These relationship quality dimensions affect the likelihood of reconciliation differently. The more valuable the relationship, the more its restoration
assures the benefits, thus increasing the need to reconcile. Compatibility, on
the other hand, reduces the risk of reconciliation, thereby also increasing
its likelihood. Finally, security decreases reconciliation likelihood because
the damage done to the relationship by aggression is smaller in highly predictable relationships. In support of this model, reconciliation is most common among kin and friends of high value or compatibility, while it is absent
if relationship security is high. For example, red-bellied tamarins are cooperative breeders, that is, the group consists of a breeding couple and their
adult and subadult offspring. All individuals participate in offspring care,
and the relationships are characterized by rare aggression and high rates of
affective behavior among all members. Thus, the relationships among group
members are high in value and compatibility. Simultaneously, however, relationships are highly secure. Predictably, reconciliation is rare or absent in
this species. Conversely, chimpanzee males form friendship-like bonds of
cooperation and affinity. These highly valuable and compatible relationships
require keen reconciliation. In contrast, female chimpanzees have few valuable relationships with other adult females, and consequently they reconcile
their conflicts less often.
The relevance of relationship quality as a conflict resolution determinant is
widely accepted. The new challenge is to understand how the quality dimensions influence triadic forms of conflict resolution in various species.
TRIADIC AFFAIRS
Often conflicts involve more than two combatants, such as coalition partners, neutral arbitrators, and affinitive bystanders. In policing, that is, neutral
intervention in a conflict, a bystander attempts to impartially control ongoing
aggression. Policing stops the aggression and may thus ultimately serve to
assure group stability. A recent study assessed various potential functions of
this rare behavior in chimpanzees. It appears more prevalent at times of social
upheaval, such as death of a central group member, immigration of new individuals or a turnover of the dominance rank. Moreover, only individuals
Reconciliation and Peace-Making: Insights from Studies on Nonhuman Animals
5
with a high social status have the possibility to end conflicts by neutrally
intervening, and they do this without a direct self-benefit. These findings suggest that policing is a reflection of “community concern” aiming to stabilize
group dynamics, rather than directly benefiting the actor.

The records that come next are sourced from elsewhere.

PR #547, opened 2022-09-29
Improved: Support title attribute on hyperlinks (OFBIZ-12697)

florianMo:
Improved: Support title attribute on hyperlink, using FlexibleStringExpander

(OFBIZ-12697)

Explanation : title attribute exists in XSD for hyperlinks, but it is not used as a title attribute value on the rendered anchor tag (<a title="..."/>). With this PR, title attribute of hyperlinks is used as a title attribute on <a/>, so we can control the native browser tooltip which appears when hovering the link. Works for anchor-link and form submission hyperlinks.

Thanks: Néréide Team :)

### DIFF
--- a/framework/widget/src/main/java/org/apache/ofbiz/widget/model/CommonWidgetModels.java
+++ b/framework/widget/src/main/java/org/apache/ofbiz/widget/model/CommonWidgetModels.java
@@ -330,6 +330,7 @@ public final class CommonWidgetModels {
         private final boolean encode;
         private final boolean fullPath;
         private final FlexibleStringExpander idExdr;
+        private final String title;
         private final Image image;
         private final String linkType; // anchor or hidden form
         private final FlexibleStringExpander nameExdr;
@@ -352,6 +353,7 @@ public final class CommonWidgetModels {
         public Link(Element linkElement) {
             this.textExdr = FlexibleStringExpander.getInstance(linkElement.getAttribute("text"));
             this.idExdr = FlexibleStringExpander.getInstance(linkElement.getAttribute("id"));
+            this.title = linkElement.getAttribute("title");
             this.styleExdr = FlexibleStringExpander.getInstance(linkElement.getAttribute("style"));
             this.nameExdr = FlexibleStringExpander.getInstance(linkElement.getAttribute("name"));
             this.targetExdr = FlexibleStringExpander.getInstance(linkElement.getAttribute("target"));
@@ -426,6 +428,7 @@ public final class CommonWidgetModels {
             this.encode = false;
             this.fullPath = false;
             this.idExdr = FlexibleStringExpander.getInstance("");
+            this.title = "";
             this.image = null;
             this.linkType = "";
             this.nameExdr = FlexibleStringExpander.getInstance("");
@@ -452,6 +455,7 @@ public final class CommonWidgetModels {
             this.encode = false;
             this.fullPath = false;
             this.idExdr = FlexibleStringExpander.getInstance("");
+            this.title = "";
             this.image = null;
             this.linkType = "";
             this.nameExdr = FlexibleStringExpander.getInstance("");
@@ -508,6 +512,10 @@ public final class CommonWidgetModels {
 
         public FlexibleStringExpander getIdExdr() {
             return idExdr;
+        }
+
+        public String getTitle() {
+            return this.title;
         }
 
         public Image getImage() {
--- a/framework/widget/src/main/java/org/apache/ofbiz/widget/renderer/macro/MacroFormRenderer.java
+++ b/framework/widget/src/main/java/org/apache/ofbiz/widget/renderer/macro/MacroFormRenderer.java
@@ -215,6 +215,7 @@ public final class MacroFormRenderer implements FormStringRenderer {
         this.request.setAttribute("imageTitle", encodedImageTitle);
         this.request.setAttribute("descriptionSize", hyperlinkField.getSize());
         this.request.setAttribute("id", modelFormField.getCurrentContainerId(context));
+        this.request.setAttribute("title", hyperlinkField.getTitle());
         this.request.setAttribute("width", hyperlinkField.getWidth());
         this.request.setAttribute("height", hyperlinkField.getHeight());
         makeHyperlinkByType(writer, hyperlinkField.getLinkType(), modelFormField.getWidgetStyle(), hyperlinkField.getUrlMode(),
@@ -2971,12 +2972,13 @@ public final class MacroFormRenderer implements FormStringRenderer {
             String event = "";
             String action = "";
             String imgSrc = "";
+            String imgTitle = "";
             String alt = "";
             String id = "";
             String uniqueItemName = "";
             String width = "";
             String height = "";
-            String imgTitle = "";
+            String title = "";
             String hiddenFormName = WidgetWorker.makeLinkHiddenFormName(context, modelFormField);
             if (UtilValidate.isNotEmpty(modelFormField.getEvent()) && UtilValidate.isNotEmpty(modelFormField.getAction(context))) {
                 event = modelFormField.getEvent();
@@ -2985,22 +2987,22 @@ public final class MacroFormRenderer implements FormStringRenderer {
             if (UtilValidate.isNotEmpty(request.getAttribute("image"))) {
                 imgSrc = request.getAttribute("image").toString();
             }
-            if (UtilValidate.isNotEmpty(request.getAttribute("alternate"))) {
-                alt = request.getAttribute("alternate").toString();
-            }
             if (UtilValidate.isNotEmpty(request.getAttribute("imageTitle"))) {
                 imgTitle = request.getAttribute("imageTitle").toString();
             }
-            Integer size = Integer.valueOf("0");
+            if (UtilValidate.isNotEmpty(request.getAttribute("alternate"))) {
+                alt = request.getAttribute("alternate").toString();
+            }
+            int size = 0;
             if (UtilValidate.isNotEmpty(request.getAttribute("descriptionSize"))) {
-                size = Integer.valueOf(request.getAttribute("descriptionSize").toString());
+                size = Integer.parseInt(request.getAttribute("descriptionSize").toString());
             }
+            // if description is truncated, always use description as title
             if (UtilValidate.isNotEmpty(description) && size > 0 && description.length() > size) {
-                imgTitle = description;
-                description = description.substring(0, size - 8) + "..." + description.substring(description.length() - 5);
-            }
-            if (UtilValidate.isEmpty(imgTitle)) {
-                imgTitle = modelFormField.getTitle(context);
+                title = description;
+                description = description.substring(0, size) + "…";
+            } else if (UtilValidate.isNotEmpty(request.getAttribute("title"))) {
+                title = request.getAttribute("title").toString();
             }
             if (UtilValidate.isNotEmpty(request.getAttribute("id"))) {
                 id = request.getAttribute("id").toString();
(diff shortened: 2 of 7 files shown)


framework/widget/src/main/java/org/apache/ofbiz/widget/model/CommonWidgetModels.java
```diff
@@ -510,6 +514,14 @@ public FlexibleStringExpander getIdExdr() {
             return idExdr;
         }
 
+        public String getTitle(Map<String, Object> context) {
+            return this.titleExdr.expandString(context);
+        }
+
+        public FlexibleStringExpander getTitleExdr() {
```
danwatford: I don't think this is needed. It is good to reduce the size of the public interface where possible. 

We can always add it back in later if a requirement materialises, but later removing a public interface can be much more problematic.

framework/widget/src/main/java/org/apache/ofbiz/widget/renderer/macro/MacroFormRenderer.java
```diff
@@ -3005,6 +3006,9 @@ public void makeHyperlinkString(Appendable writer, String linkStyle, String targ
             if (UtilValidate.isNotEmpty(request.getAttribute("id"))) {
                 id = request.getAttribute("id").toString();
             }
+            if (UtilValidate.isNotEmpty(request.getAttribute("title"))) {
+                imgTitle = request.getAttribute("title").toString();
```
danwatford: Given the number of conditional assignments to the imgTitle variable in this method, have you been able to infer any precedence rules for how the title attribute should be determined? 

If so it would be ideal to add tests to demonstrate those rules in MacroFormRendererTest. This would help with the ongoing refactoring effort of MacroFormRenderer to RenderableFtlFormElementsBuilder.

danwatford: We should also take this opportunity to rename the variable from `imgTitle` to `title`, better indicating the intent of the variable to the reader.

danwatford:
Hyperlink rendering in OFBiz is not the most friendly code to work with. I've had my head spinning many times when dealing with it, and haven't got close to any refactoring on that aspect of form rendering yet.

Kudos for giving it a go, @florianMo  :)

danwatford (commented):
@florianMo please could you also update my `hyperlinkMacroCall` in RenderableFtlFormElementsBuilder as some of the hyperlink rendering code has been replicated there as part of refactoring MacroFormRenderer (OFBIZ-11456)

framework/widget/src/main/java/org/apache/ofbiz/widget/renderer/macro/MacroFormRenderer.java
florianMo: @danwatford I came up with this logic : 

- do not mix `image-title` (which can only be rendered as the img title) and `title` (which can only be rendered as the link title)
- if the link's text content is truncated (`description` longer than the `size` attribute), then use the full `description` as link title (we need to give the user the opportunity to access to the the full text content)
- otherwise, use the provided `title` as link's title

I think it's easier to understand this way, what do you think ?

florianMo:
> @florianMo please could you also update my `hyperlinkMacroCall` in RenderableFtlFormElementsBuilder as some of the hyperlink rendering code has been replicated there as part of refactoring MacroFormRenderer (OFBIZ-11456)

@danwatford I replicated the modifications I made in `MacroFromRenderer.java` into `RenderableFtlFormElementsBuilder.java`. Let me know if I misunderstood (still discovering OFBiz :).

framework/widget/src/test/java/org/apache/ofbiz/widget/renderer/macro/MacroFormRendererTest.java
```diff
@@ -887,6 +887,55 @@ public void renderSortFieldUsesQueryString(@Mocked ModelForm modelForm) throws I
...
+        new Expectations() {
+            {
+                hyperlinkField.getDescription(withNotNull()); result = description;
+                hyperlinkField.getTarget(withNotNull()); result = "#";
+                request.getAttribute("descriptionSize"); result = 5;
+            }
+        };
+
+        macroFormRenderer.renderHyperlinkField(appendable, new HashMap<>(), hyperlinkField);
+        assertAndGetMacroString("makeHyperlinkString", ImmutableMap.of("description", "DESCR…", "title", description));
```
danwatford, line 938: This test's name suggests proving that '#' is rendered for the title attribute, but instead it is proving that 'DESCRIPTION' is rendered. Was that the intention?

framework/widget/src/main/java/org/apache/ofbiz/widget/renderer/macro/MacroFormRenderer.java
danwatford: The logic sounds good, and even better is that you have asserted it with tests.
Sorry to add to your work, but could you see if you can create the corresponding tests in RenderableFtlFormElementsBuilderTest.

danwatford (commented):
Implementation looks good to me. Just a couple of comments left regarding tests.

framework/widget/src/test/java/org/apache/ofbiz/widget/renderer/macro/MacroFormRendererTest.java
florianMo: The `#` is provided for `target` attribute, to avoid a NPE in the rendering process (`buildHyperlinkUri` calls `Parser.unescapeEntities` on `target`).

But indeed something is unclear here. If description is truncated, then request.getAttribute("title") is not even called. I'll add `hyperlinkField.getTitle(); result = title;` to make clear that we provide a `title`, which is overriden by `description` because we have an ellipsis.

danwatford: Ah I confused target and title!

Anyway, test hyperlinkFieldMacroRenderedTruncatedWithTitle seems to have the same outcome as test hyperlinkFieldMacroRenderedTruncatedNoTitle. Was that the intention?

florianMo:
@danwatford reagrding your last comment (adding my tests in `RenderableFtlFormElementsBuilderTest`), it seems that it would take some rewriting, I would have expected that `makeHyperlinkString` would take a `ModelFormField.HyperLinkField`, but it takes a `ModelFormField.SubHyperlink` instead, so I'm not sure how I could test it. Is it an actual error?

danwatford:
> @danwatford reagrding your last comment (adding my tests in `RenderableFtlFormElementsBuilderTest`), it seems that it would take some rewriting, I would have expected that `makeHyperlinkString` would take a `ModelFormField.HyperLinkField`, but it takes a `ModelFormField.SubHyperlink` instead, so I'm not sure how I could test it. Is it an actual error?

Hi @florianMo ,

It could well be an error, but might also just be an oversight. I found the hyperlink code quite difficult to follow and hoped it would become easier to deal with once the more refactoring was complete with ModelFormRenderer.

The good thing is that your work prompted me to take another look at how links are represented so I feel I have a better handle on them now.  There are also a few deprecations, dated back at least to 2016, related to hyperlink attributes in the .xsd files so we might find removing those simplifies things.

**I withdraw my request that you add tests `RenderableFtlFormElementsBuilderTest`** as I am happy you have encoded rules around the title attribute in MacroFormRendererTest.

framework/widget/src/main/java/org/apache/ofbiz/widget/renderer/macro/MacroFormRenderer.java
danwatford: I'm no longer requesting that tests are added to RenderableFtlFormElementsBuilderTest.

florianMo:
ok @danwatford ! I saw that image related attributes were now deprecated, that's why I chose to isolate them from the link title question (`image-title` and `title` were mixed in the logic).

framework/widget/src/test/java/org/apache/ofbiz/widget/renderer/macro/MacroFormRendererTest.java
florianMo: - `hyperlinkFieldMacroRenderedTruncatedNoTitle` : we use full `description` as title if `description` is truncated (hovering "DESC…" will show "DESCRIPTION")
- `hyperlinkFieldMacroRenderedTruncatedWithTitle` : user provided a `title` attribute, but since the text content of the link (`description`) is truncated, we use untruncated `description` as the title attribute (hovering "DESC…" will show "DESCRIPTION", and the provided `title` won't be used). This is an opinionated choice, we can choose the other way around (always use `title` for title attribute) if it feels more logical ?

So indeed these 2 tests have the same outcome but for different test conditions.

danwatford:
Tested by observing how changes to form definitions affect displayed items.
Using default data.

Page: https://localhost:8443/partymgr/control/showclassgroups

The form on this page is defined by party/widget/partymgr/PartyClassificationForms.xml#ListPartyClassificationGroups

### Field: partyClassificationGroupId
Changes to the title, description and size attributes of the hyperlink element were all reflected as expected in the browser.
 
### Field: deleteLink
**Attribute `size` does not affect rendering of this hyperlink, meaning the description is not truncated.**

When not considering the `size` attribute, the `title` attribute works as expected.

#### Cause
The cause of the discrepancy between the two renderings of hyperlink fields was tracked down the deleteLink being rendered as a hidden form. When rendering these forms, the anchor tag is created in WidgetWorker's `makeHiddenFormLinkAnchorElement` method.

We therefore need the logic for rendering the anchor's title attribute based on the description, size and title attributes of the hyperlink field, similar to that used in MacroFormRenderer's `makeHyperlinkString` method.

florianMo:
> Tested by observing how changes to form definitions affect displayed items. Using default data.
> 
> Page: https://localhost:8443/partymgr/control/showclassgroups
> 
> The form on this page is defined by party/widget/partymgr/PartyClassificationForms.xml#ListPartyClassificationGroups
> ### Field: partyClassificationGroupId
> 
> Changes to the title, description and size attributes of the hyperlink element were all reflected as expected in the browser.
> ### Field: deleteLink
> 
> **Attribute `size` does not affect rendering of this hyperlink, meaning the description is not truncated.**
> 
> When not considering the `size` attribute, the `title` attribute works as expected.
> #### Cause
> 
> The cause of the discrepancy between the two renderings of hyperlink fields was tracked down the deleteLink being rendered as a hidden form. When rendering these forms, the anchor tag is created in WidgetWorker's `makeHiddenFormLinkAnchorElement` method.
> 
> We therefore need the logic for rendering the anchor's title attribute based on the description, size and title attributes of the hyperlink field, similar to that used in MacroFormRenderer's `makeHyperlinkString` method.

Good catch, checking it. Does OFBiz has some testing tools able to find these regressions, or is it just manual testing that led you there ?

florianMo:
@danwatford regarding the `size` attribute, I will fix this in #548 if it's ok with you (I prefer to keep the description/title/size business in the same PR).

florianMo:
@danwatford I fixed the hidden form link anchor case

danwatford:
> Good catch, checking it. Does OFBiz has some testing tools able to find these regressions, or is it just manual testing that led you there ?

I'm not aware of any tests that would address this particular area, but I haven't dug into the various integration tests in-depth.

If you search the sources for `--test` you will find a few examples in README.adoc which describes how to launch various integration tests (as opposed to unit tests).

The integration tests are surfaced through the various `ofbiz-component.xml` files which every component has. Components that support integration testing will have a `<test-suite />` element which describes the location of the tests. See framework/widget/ofbiz-component.xml for an example.

In this case I tested manually.

danwatford:
Testing with by observing changes to page https://localhost:8443/partymgr/control/showclassgroups when applying title, description and size attribute changes to hyperlink fields in party/widget/partymgr/PartyClassificationForms.xml#ListPartyClassificationGroups

### Field: partyClassificationGroupId
Changes to the title, description and size attributes of the hyperlink element were all reflected as expected in the browser.

### Field: deleteLink
Changes to the title, description and size attributes of the hyperlink element were all reflected as expected in the browser.

## Test passed.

Triadic involvement is common also after conflicts. A “third party” may,
for example, reconcile on behalf of the conflict partners. If a high quality
friend of one of the conflict participants engages in affinitive behavior with
the other opponent, the action restores the relationship between the original
combatants. Thus, a bystander is acting on behalf of its friend in reconciliation. Triadic reconciliation is now described in a few species of primates. Such
behavior is remarkable, because a bystander takes the risk of approaching a
recently aggressive individual, yet may not derive any direct benefit for itself
from doing so.
Bystander affiliation may be given also to bystanders’ own kin or friends.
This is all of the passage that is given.